Marcó había puesto precio a la cabeza de San Martín, quemado sus comunicaciones y ahorcando a sus agentes en Chile. A pesar de encontrarse en San Luis, no intervino en el alzamiento de los prisioneros españoles del 8 de febrero de 1819. Quien acaudilló al grupo de generales y brigadieres fue el capitán Gregorio Carretero. El gobernador de San Luis, Dupuy, se erigió en juez y los mandó ejecutar.
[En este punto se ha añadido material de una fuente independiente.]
PR #1816, opened 2023-05-08
test: add language starter module back to sonar analysis

emmileaf:
This PR update sonar exclusion on `spring-cloud-previews` so that analysis runs on `google-cloud-language-spring-starter`, which contain the handwritten unit tests. This allows for some indication of missing coverage should there be broader configuration code changes introduced by the generator.
* Also updates the tests so that existing code coverage is sufficient (previously missing for some method-level retry property setters)

### DIFF
--- a/pom.xml
+++ b/pom.xml
@@ -75,7 +75,7 @@
 		<project.build.sourceEncoding>UTF-8</project.build.sourceEncoding>
 		<integration-test.pattern>**/*IntegrationTest*</integration-test.pattern>
 		<!-- exclude preview module code from sonar cloud analysis -->
-		<sonar.exclusions>spring-cloud-previews/**/!(LanguageServiceSpring*).java</sonar.exclusions>
+		<sonar.exclusions>spring-cloud-previews/!(google-cloud-language-spring-starter)/**</sonar.exclusions>
 	</properties>
 
 	<dependencyManagement>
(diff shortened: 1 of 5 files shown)


emmileaf:
Note: the final sonarcloud comment will show "no coverage info" on this PR because it does not make any changes to the autoconfiguration code. With the mock changes in commit https://github.com/GoogleCloudPlatform/spring-cloud-gcp/pull/1816/commits/b7acf97456a63812f7e07a792c4c4627c2a95d87, this analysis looks like below, catching changes to the `google-cloud-language-spring-starter` module and indicating missing coverage on new lines:

image

meltsufin (approved):
LGTM.
PS: I didn't realize we were mixing auto-generated code with handwritten, although it's just tests. I'm curious @blakeli0's opinion on this. Is this a testing strategy we want to employ?

meltsufin:
> LGTM. About test strategy, we created manual written unit test for one sample generated module and it is "mixed-in" as copied from template folder to generated code to run test with any updates to the generated module. It's the simplest setup to have coverage on the generated code. Alternative could be to copy generated "language-starter" module after generated to a separate un-published module where these tests locates and do testing there. What do you all think? @emmileaf @meltsufin @blakeli0 Is it worth the change so we can keep generated code modules clean from manual code?

I think that the purpose of the tests is to test the Spring starter generator. So, I wonder if you considered generating a starter for Showcase (or another API) and writing manual tests against it, all inside the `spring-cloud-generator` module?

El mariscal quedó absuelto tras prestar declaraciones; negó terminantemente los cargos de haber tenido conferencia con los culpables del alzamiento, ni intervención alguna en el suceso. Al parecer estaba muy enfermo y aunque ser trasladado a otro lugar, el gobierno lo desterró a la estancia de don Pedro Ignacio de Mujica. Enfermo y abandonado, murió en “La Estanzuela”, cerca de Renca, dos años después, con tan sólo cincuenta y seis años de edad. Seguramente el mariscal vio resentirse su salud en esa situación de permanente disgusto y contrariedad, de forzosa inactividad, aislamiento y temores. Había empeñado su palabra de honor de no combatir la causa americana, y consecuente con su promesa, no intervino en la asonada de sus compañeros, ni se dejó llevar por las posteriores incitaciones de los hombres en lucha, para abandonar su cautiverio y seguir las huellas de Carrera u otro caudillo, aunque más no sea por tener la oportunidad de llegar a Buenos Aires y embarcarse para su patria.
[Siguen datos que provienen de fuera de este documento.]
PR #1849, opened 2023-05-15
feat: add support for rest-only services in generator 

emmileaf:
#### Generator changes:
* Removed exclusion for rest-only libraries in `generate-library-list.sh`
* Removed exclusion for services with rest-only transport in `SpringComposer`  
* Added golden tests
* In `java-compute`, `newBuilder()`, [`defaultTransportChannelProvider()`](https://github.com/googleapis/google-cloud-java/blob/720796b7e1218b9517a3f2ebcacd3119448e2e9c/java-compute/google-cloud-compute/src/main/java/com/google/cloud/compute/v1/stub/AddressesStubSettings.java#L347), and [`defaultApiClientHeaderProviderBuilder()`](https://github.com/googleapis/google-cloud-java/blob/720796b7e1218b9517a3f2ebcacd3119448e2e9c/java-compute/google-cloud-compute/src/main/java/com/google/cloud/compute/v1/stub/AddressesStubSettings.java#L352) all default to REST implementation, so spring composer logic is kept the same as handling GRPC-only libraries: do not generate configurable `useRest` property, and use the default builders above in generated auto-configuration.

#### For reviewers: 
 * Looking for a review on generator changes to include a starter module for compute (REST-only, GAPIC library): `spring-cloud-previews/google-cloud-compute-spring-starter`
 * Corresponding changes to generated code are now included this PR at https://github.com/GoogleCloudPlatform/spring-cloud-gcp/pull/1849/commits/34495a0c768097d5aa430b9a8fe8edc16f2eef21. (Previously in https://github.com/GoogleCloudPlatform/spring-cloud-gcp/pull/1849/commits/213add001a6310bb1900a9a5f81df077b4fd6efe, [#1850](https://github.com/GoogleCloudPlatform/spring-cloud-gcp/pull/1850))
   * Added module `google-cloud-compute-spring-starter`
   * Across all generated modules: updated javadoc comment for `TransportChannelProvider` bean to reflect the current default behavior
   * Updated copyright year in license headers for auto-generated files (from upstream template change in `gapic-generator-java`

----

Memo on outstanding blocking changes:
- [x] Update to next release of gapic-generator-java containing [license header year fix](https://github.com/googleapis/sdk-platform-java/pull/1720), and re-run changes to generated code ([thread](https://github.com/GoogleCloudPlatform/spring-cloud-gcp/pull/1849#discussion_r1207189165))

Memo on non-blocking discussions / open follow-ups:
- Alternative strategies for disabling/enabling autoconfiguration classes, and how these affect application start-up time ([discussion](https://github.com/GoogleCloudPlatform/spring-cloud-gcp/pull/1850#issuecomment-1549882399))
- Consider renaming and perhaps expanding configuration scope of the `<service.prefix>.useRest` property ([discussion](https://github.com/GoogleCloudPlatform/spring-cloud-gcp/pull/1849#discussion_r1201403836))
- Workflow to push generated code changes introduced by generator changes as part of CI ([discussion](https://github.com/GoogleCloudPlatform/spring-cloud-gcp/pull/1849#issuecomment-1559746967))

----

BEGIN_COMMIT_OVERRIDE

feat: add google-cloud-compute-spring-starter to starter modules available for preview

END_COMMIT_OVERRIDE


spring-cloud-generator/src/test/proto/compliance.proto
```diff
@@ -0,0 +1,232 @@
+// Copyright 2021 Google LLC
```
blakeli0, line 1:
```suggestion
// Copyright 2023 Google LLC
```

spring-cloud-generator/src/test/proto/compliance.proto
```diff
@@ -0,0 +1,232 @@
...
+
+package google.showcase.v1beta1;
+
+option go_package = "github.com/googleapis/gapic-showcase/server/genproto";
+option java_package = "com.google.showcase.v1beta1";
+option java_multiple_files = true;
+
+// This service is used to test that GAPICs can transcode proto3 requests to
+// REST format correctly for various types of HTTP annotations.
+service Compliance {
```
blakeli0, line 29: Why do we add a new proto? Is there any test cases can not be tested by `echo.proto`?

spring-cloud-generator/src/test/java/com/google/cloud/generator/spring/utils/RestTestProtoLoader.java
```diff
@@ -0,0 +1,124 @@
+// Copyright 2021 Google LLC
```
blakeli0, line 1:
```suggestion
// Copyright 2023 Google LLC
```

blakeli0 (commented):
> In java-compute, newBuilder(), [defaultTransportChannelProvider()](https://github.com/googleapis/google-cloud-java/blob/720796b7e1218b9517a3f2ebcacd3119448e2e9c/java-compute/google-cloud-compute/src/main/java/com/google/cloud/compute/v1/stub/AddressesStubSettings.java#L347), and [defaultApiClientHeaderProviderBuilder()](https://github.com/googleapis/google-cloud-java/blob/720796b7e1218b9517a3f2ebcacd3119448e2e9c/java-compute/google-cloud-compute/src/main/java/com/google/cloud/compute/v1/stub/AddressesStubSettings.java#L352) all default to REST implementation

This is good to know but also surprising, because it means if we change a `REST` only client to `GRPC+REST`, it would be a breaking change.

blakeli0:
> Please see https://github.com/GoogleCloudPlatform/spring-cloud-gcp/pull/1850 for showing of generated code corresponding to these changes

Not part of this PR, I wonder if it makes sense to regenerate the auto configs as part of the CI if we have changes in SpringCodeGen, so that we can see the changes directly in the same PR.

spring-cloud-generator/src/test/proto/compliance.proto
emmileaf: No specific reason; I added the compliance proto because it was used in the gapic generator golden tests for REST-specific composers, but the spring composers don't currently implement anything that's specific to be tested by this proto. 

If the concern is to reduce the number of ptotos copied and maintained, these golden tests can switch to parse and use `echo.proto` (as `Transport.REST`).

spring-cloud-generator/java_gapic_spring.bzl
```diff
@@ -78,6 +78,7 @@ def java_gapic_spring_library(
         gapic_yaml = None,
         service_yaml = None,
         transport = None,
+        rest_numeric_enums = False,
```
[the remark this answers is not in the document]
emmileaf: Ah, you're right; will revert this change.

spring-cloud-generator/src/test/java/com/google/cloud/generator/spring/utils/RestTestProtoLoader.java
emmileaf: This helper was also copied (source: [RestTestProtoLoader](https://github.com/googleapis/sdk-platform-java/blob/main/gapic-generator-java/src/test/java/com/google/api/generator/test/protoloader/RestTestProtoLoader.java)), and soon to be removed when the next gapic-generator-java release publishes the testlib. Would this warrant a header year update, or should the same copyright year be kept as source?

spring-cloud-generator/src/main/java/com/google/cloud/generator/spring/composer/SpringAutoConfigClassComposer.java
```diff
@@ -113,7 +113,7 @@ public GapicClass generate(GapicContext context, Service service) {
     Expr thisExpr = ValueExpr.withValue(ThisObjectValue.withType(dynamicTypes.get(className)));
     Transport transport = context.transport();
     boolean hasRestOption =
-        (transport.equals(Transport.GRPC_REST) || transport.equals(Transport.REST))
+        transport.equals(Transport.GRPC_REST)
```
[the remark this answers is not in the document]
blakeli0: Thanks, it makes sense. Can we rename this property to make it clearer? Maybe something like `shouldSupportRestForGrpcClient`?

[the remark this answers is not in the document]
blakeli0: In addition, since this logic is shared between two composers, we may want to extract it to a common place(Util or maybe a AbstractSpringComposer).

spring-cloud-generator/src/test/java/com/google/cloud/generator/spring/utils/RestTestProtoLoader.java
blakeli0: I see, I think it makes sense to keep it as it is then.

spring-cloud-generator/src/main/java/com/google/cloud/generator/spring/composer/SpringAutoConfigClassComposer.java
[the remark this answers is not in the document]
zhumin8: A quick follow-up on this:
I haven't dig into the generator code on rest-only service, but is it true that as far as for spring code, "rest-only" services are expected to generate exactly the same as "grpc-only" service? Can we add a comment somewhere in the code to document this behavior? I think it's helpful for future maintenance to have a quick link on the code base for background.

spring-cloud-generator/src/test/proto/compliance.proto
emmileaf: Proto removed per https://github.com/GoogleCloudPlatform/spring-cloud-gcp/pull/1849#discussion_r1198382941.

spring-cloud-generator/src/main/java/com/google/cloud/generator/spring/composer/SpringAutoConfigClassComposer.java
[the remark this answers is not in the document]
emmileaf: @blakeli0 Yup, renaming and extracting the logic makes sense. Github did not refresh properly for me and I had missed these latest comments when requesting your re-review; please feel free to ignore!

> "rest-only" services are expected to generate exactly the same as "grpc-only" service?

@zhumin8 Yes, that is the current implementation, which I did not expect at first as well. I can definitely add in a comment to explain this along with the `hasRestOption` refactoring above.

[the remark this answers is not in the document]
emmileaf: Update in [8d7954f](https://github.com/GoogleCloudPlatform/spring-cloud-gcp/pull/1849/commits/8d7954fc43498ebeccb4a58be5f1972d97814f0a) with both suggestions above. 

> Can we rename this property to make it clearer? Maybe something like shouldSupportRestForGrpcClient?

@blakeli0 One quick clarification - for this comment, did you mean renaming `hasRestOption` and related variables/utils within the generator code, or renaming the exposed Spring configuration property `useRest`? I made changes for the former since the latter would be a breaking change for users, but just wanted to make sure I'm not misunderstanding. Thanks!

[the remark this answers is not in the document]
blakeli0: Yes, the former.

spring-cloud-generator/src/main/java/com/google/cloud/generator/spring/composer/SpringAutoConfigClassComposer.java
```diff
@@ -387,7 +385,8 @@ private static MethodDefinition createTransportChannelProviderBeanMethod(
             .setReturnType(STATIC_TYPES.get("TransportChannelProvider"))
             .build();
 
-    if (hasRestOption) {
+    // For GRPC+REST libraries, choose provider according to configuration property
+    if (ComposerUtils.shouldSupportRestOptionWithGrpcDefault(transport, service)) {
       //      if (this.clientProperties.isUseRest()) {
```
meltsufin, line 390: Can this commented out code be removed?
(Also other places in this file.)

spring-cloud-generator/src/test/java/com/google/cloud/generator/spring/composer/goldens/EchoSpringAutoConfigurationRest.golden
```diff
@@ -0,0 +1,230 @@
...
+      }
+      this.credentialsProvider =
+          ((CredentialsProvider) new DefaultCredentialsProvider(this.clientProperties));
+    } else {
+      this.credentialsProvider = credentialsProvider;
+    }
+  }
+
+  /**
+   * Provides a default transport channel provider bean. The default is gRPC and will default to it
```
meltsufin, line 68: I guess this javadoc is no longer correct for REST-only or gRPC-only services.

spring-cloud-generator/src/main/java/com/google/cloud/generator/spring/composer/SpringPropertiesClassComposer.java
```diff
@@ -158,7 +150,9 @@ private static List<Statement> createMemberVariables(
             "executorThreadCount", TypeNode.INT_OBJECT, false, null, null);
     statements.add(SpringPropertiesCommentComposer.createExecutorThreadCountPropertyComment());
     statements.add(executorThreadCountVarStatement);
-    if (hasRestOption) {
+    // For GRPC+REST libraries, provide configuration property to override GRPC default and use REST transport instead
+    // For GRPC-only and REST-only libraries, this property is not provided
+    if (ComposerUtils.shouldSupportRestOptionWithGrpcDefault(transport, service)) {
       ExprStatement useRestVarStatement =
           ComposerUtils.createMemberVarStatement(
               "useRest",
```
meltsufin, line 158: Have you considered a `transport` property with an enum value of "REST" or "GRPC" instead? I feel that would be more natural than `useRest`.

spring-cloud-generator/src/test/java/com/google/cloud/generator/spring/composer/goldens/EchoSpringAutoConfigurationRest.golden
emmileaf: Thanks for catching this! I missed updating the Javadoc generation logic here, will put in a fix.

spring-cloud-generator/src/main/java/com/google/cloud/generator/spring/composer/SpringPropertiesClassComposer.java
emmileaf: Hmm, I can't recall if this was discussed when the `useRest` property was initially implemented, but two small complications I can see are:

1. This would be a breaking change for any existing users of this property (though now would be the time if it's a change we'd like to eventually make)
2. Possibly needing to document or account for case sensitivity in user-provided property strings? (e.g. REST vs. Rest)

If I'm understanding correctly, the user configuration to override would change from something like
```
<service.prefix>.useRest=true
```
to
```
<service.prefix>.transport=REST
```
This property is only exposed for libraries that support grpc+rest (and default to grpc), and having a property named `useRest` as an explicit override makes sense in my head as well, so I don't feel too strongly about either naming choice. Curious to hear any other concerns behind this suggestion though!

blakeli0:
> > Not part of this PR, I wonder if it makes sense to regenerate the auto configs as part of the CI if we have changes in SpringCodeGen, so that we can see the changes directly in the same PR.
> 
> @blakeli0 This suggestion actually makes me wonder - what would be the preferred timing to push any generated code changes introduced by changes to the generator? Currently I see the possibility for:
> 
> 1. As a commit added to the PR with generator changes (similar to your suggestion)
> 2. As a separate PR along with (or after) merging the generator changes
> 3. Not merged when introudcing generator changes, but will be included in the pre-release workflow in the PR to re-generate libraries as part of updating libraries-bom.
> 
> The status quo is 3, though this PR has been the first large generator feature change since initial release. Do we have any preference on what approach to take with this PR (which I will do manually), and which (if not the same) approach to follow in general? I think the possible CI/automation enhancements will look slightly different for each option.

We would always need 3 because the libraries bom could include new proto changes. In order for us to easily the generator changes, I think either 1 or 2 makes sense, otherwise all the generator changes and proto changes are in one huge PR before a new release. I would prefer 1 because it's easier to see all the generated changes in one PR, but 2 also has the advantage of seeing the generated changes separately so it's easier to review. This is not urgent, we can discuss it in next project meeting.

spring-cloud-generator/src/main/java/com/google/cloud/generator/spring/composer/SpringAutoConfigClassComposer.java
meltsufin: I would add additional comments instead of the code.

spring-cloud-generator/src/main/java/com/google/cloud/generator/spring/composer/SpringPropertiesClassComposer.java
meltsufin: We're able to make this kind of change because we're still in preview. I believe that Spring Boot's relaxed binding should be case-insensitive for enums.

spring-cloud-generator/src/main/java/com/google/cloud/generator/spring/composer/SpringAutoConfigClassComposer.java
blakeli0: I would prefer to remove them or add more comment to indicate this commented out code is a sample of generated code, otherwise developers that are not familiar with the codebase can easily get confused. Another thing you can try is only adding the sample of generated code on top of the method, so it's less likely to get confused.

spring-cloud-generator/src/main/java/com/google/cloud/generator/spring/composer/SpringPropertiesClassComposer.java
blakeli0: I do think explicitly specify`<service.prefix>.transport=REST` might be better in the long term, but there are more things we need to consider for this change. 
For example, what would be the default value if this property is not specified? `REST` for compute and `GRPC` for the others? What's the criteria for us to decide the default value? What if a customer configured `GRPC` for compute, are we going to error out on start up? 
In addition, are we going to support this property for existing spring-cloud-gcp products as well? Some of the service does not support `REST` yet or only support `REST`(bigquery), but I think some service like `spanner` already support both.

emmileaf: > Spring Boot's relaxed binding should be case-insensitive for enums

Oh that’s good to know! I can give this change a try in a separate PR.

> For example, what would be the default value if this property is not specified? REST for compute and GRPC for the others? What's the criteria for us to decide the default value? What if a customer configured GRPC for compute, are we going to error out on start up?

@blakeli0  My understanding of this suggested change is just in name/type (`useRest` boolean => `transport` enum) rather than the underlying behaviour: the current strategy is to only provide and support this property for libraries that support both GRPC+REST transport options. For GRPC and REST-only libraries where this property is not supported, any user configuration will not do anything (unless they override the transport provider and setting beans themselves), and the client library default builders will be used.

Would there be concern in this strategy itself, or is it more that having a renamed transport property only supported and applicable to some libraries could be confusing to users?

spring-cloud-generator/src/main/java/com/google/cloud/generator/spring/composer/SpringAutoConfigClassComposer.java
emmileaf: Makes sense, I see the source for confusion now. Cleaned up the comments in https://github.com/GoogleCloudPlatform/spring-cloud-gcp/pull/1849/commits/2628a462e8f5a00761231e2d3552be661f356ee3.

spring-cloud-generator/src/test/java/com/google/cloud/generator/spring/composer/goldens/EchoSpringAutoConfigurationRest.golden
emmileaf: Updated javadoc content in https://github.com/GoogleCloudPlatform/spring-cloud-gcp/pull/1849/commits/06b437cd44febaaa6592052bed9b643c4dfdb4e9.

spring-cloud-generator/src/main/java/com/google/cloud/generator/spring/composer/SpringPropertiesClassComposer.java
meltsufin: I think @blakeli0 brings up a good point about more things to consider. For instance, we can imagine a global `spring.cloud.gcp.transport` property that could switch all integrations to that transport. I almost feel like the property should be a list of desired transports. For instance, `GRPC,REST` would be the default and mean that choose REST only if GRPC is unavailable. Users, can still specify something like 'REST', which should fail with an unsupported-transport exception for libraries that only support GRPC.

blakeli0: I feel this is a relatively large topic that worth it's own discussion, can we leave it as it is for now? And put all the discussion around the naming together in a separate doc? We can always change it in preview but we should finalize it before GA.

emmileaf: For sure - I can put together a doc on this topic to further explore/discuss (similar to the other conversation on strategy to enable/disable configuration classes).

spring-cloud-generator/src/test/java/com/google/cloud/generator/spring/composer/SpringAutoConfigClassComposerTest.java
```diff
@@ -16,55 +16,78 @@
...
+  private Service echoRestProtoService;
   private Service wickedProtoService;
 
   @Before
   public void setUp() {
-    this.context = TestProtoLoader.instance().parseShowcaseEcho();
-    this.echoProtoService = this.context.services().get(0);
+    this.echoContext = TestProtoLoader.instance().parseShowcaseEcho();
+    this.echoProtoService = this.echoContext.services().get(0);
+    this.echoGrpcRestContext = GrpcRestTestProtoLoader.instance().parseShowcaseEcho();
```
emmileaf, line 47: Todo: this introduction of `GrpcRestTestProtoLoader` is the source of failing checks since switching to gapic-generator-java test protoloaders in https://github.com/GoogleCloudPlatform/spring-cloud-gcp/pull/1849/commits/f418b3e68bdff1ed4dc3b5b3e8b838bb08f7e918.

Options to fix:
1.  Switch `GRPC_REST` tests back to using `TestProtoLoader` and changing transport in parsed context
2. Copy over [`echo_grpcrest.proto`](https://github.com/googleapis/sdk-platform-java/blob/main/gapic-generator-java/src/test/proto/echo_grpcrest.proto), which seem to be what is used by `GrpcRestTestProtoLoader`.

blakeli0: Does the second option mean we have to keep an identical copy of `echo_grpcrest.proto` in spring-cloud-gcp? If that's the case, I would prefer the first option.

emmileaf: Agreed - I've updated the setup with the first option in https://github.com/GoogleCloudPlatform/spring-cloud-gcp/pull/1849/commits/0ff01b2a11f741c35f72a8b749c5d42e3137a119.

Trying to wrap my head around the variations of echo proto handling - I'm guessing there are different test proto loaders set up by transport in `gapic-generator-java` for use in its golden tests for transport-specific configs/implementations? So far spring composer tests using the echo proto will just need the `Transport` types to differ accordingly in the parsed `GapicContext`, so this setup is sufficient. In the future, if more test proto parsing logic start to diverge from gapic-generator-java's setup, we can consider placing them into a new `SpringTestProtoLoader` (maintained here).

emmileaf:
@blakeli0 @meltsufin  Thanks for your patience in reviewing this! I’ve run the code generation workflow on this feature branch to now include the generated code changes as well, but please let me know if you have preferences on whether to merge these together or separately.

I think this PR is otherwise ready for a re-review at your convenience. Quick summary of three items from discussions above that I will follow-up on, separately from this PR:
1. Alternative strategies for disabling/enabling autoconfiguration classes, and how these affect application start-up time ([discussion](https://github.com/GoogleCloudPlatform/spring-cloud-gcp/pull/1850#issuecomment-1549882399))
2. Consider renaming and perhaps expanding configuration scope of the `<service.prefix>.useRest` property ([discussion](https://github.com/GoogleCloudPlatform/spring-cloud-gcp/pull/1849#discussion_r1201403836))
3. Workflow to push generated code changes introduced by generator changes as part of CI ([discussion](https://github.com/GoogleCloudPlatform/spring-cloud-gcp/pull/1849#issuecomment-1559746967))

meltsufin (approved):

spring-cloud-previews/google-cloud-compute-spring-starter/src/main/java/com/google/cloud/compute/v1/spring/AcceleratorTypesSpringAutoConfiguration.java
```diff
@@ -0,0 +1,223 @@
+/*
+ * Copyright 2022 Google LLC
```
blakeli0, line 2: Noticed the copyright year is still 2022, this is probably a bug in the generator though, similar to [what I did](https://github.com/googleapis/sdk-platform-java/pull/951) last year. Can you take a look?

emmileaf: Hmm yeah this part is being handled by the `gapic-generator-java` composers; I've opened https://github.com/googleapis/sdk-platform-java/pull/1720 for the corresponding fix. Thanks for catching!

emmileaf:
Reverted changes to generated code, and retriggering to include generator updates above in https://github.com/GoogleCloudPlatform/spring-cloud-gcp/actions/runs/5245239436.

spring-cloud-previews/google-cloud-compute-spring-starter/src/main/java/com/google/cloud/compute/v1/spring/AcceleratorTypesSpringAutoConfiguration.java
emmileaf: License headers (note: for all generated modules) updated in https://github.com/GoogleCloudPlatform/spring-cloud-gcp/pull/1849/commits/34495a0c768097d5aa430b9a8fe8edc16f2eef21.

blakeli0 (approved):

emmileaf:
Merging this in, with corresponding release note message (through commit override) as `feat: add google-cloud-compute-spring-starter to starter modules available for preview`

Marcó del Pont fue un déspota para los chilenos patriotas; lo fue Carrera para los partidarios de O’Higgins, y viceversa, este último para los carreristas.

Pero también fue un valiente caballero para los ideales peninsulares, principios que sostuvo hasta sus últimos días.

 

Bibl.: J. J. Biedma, “Don Francisco Marcó del Pont, mariscal de campo de los reales ejércitos y gobernador y capitán general de Chile”, en Archivo General de la Nación Argentina, t. II, Buenos Aires, 1920, págs. 75-79; M. de Mendiburu, Diccionario histórico-biográfico del Perú, t. V, Lima, Librería e Imprenta Gil, 1931-1934, pág. 198; J. Yaben, Biografías argentinas y sudamericanas, t. III, Buenos Aires, Metrópolis, 1938, págs. 614-616; E. Udaondo, Diccionario Biográfico Colonial Argentino, Buenos Aires, Huarpes, 1945, págs. 549-550; R. Marcó del Pont, El Mariscal Francisco Casimiro Marcó del Pont (Último Capitán General de Chile), Mendoza, Argentina, 1952; L. de Amesti, “La supuesta camarilla de Marcó del Pont”, en Boletín de la Academia Chilena de la Historia, n.º 63, Santiago de Chile, 1960, págs. 165-203; V. O. Cutolo, Nuevo Diccionario Biográfico Argentino, t. IV, Buenos Aires, Elche, 1975, págs. 391-392.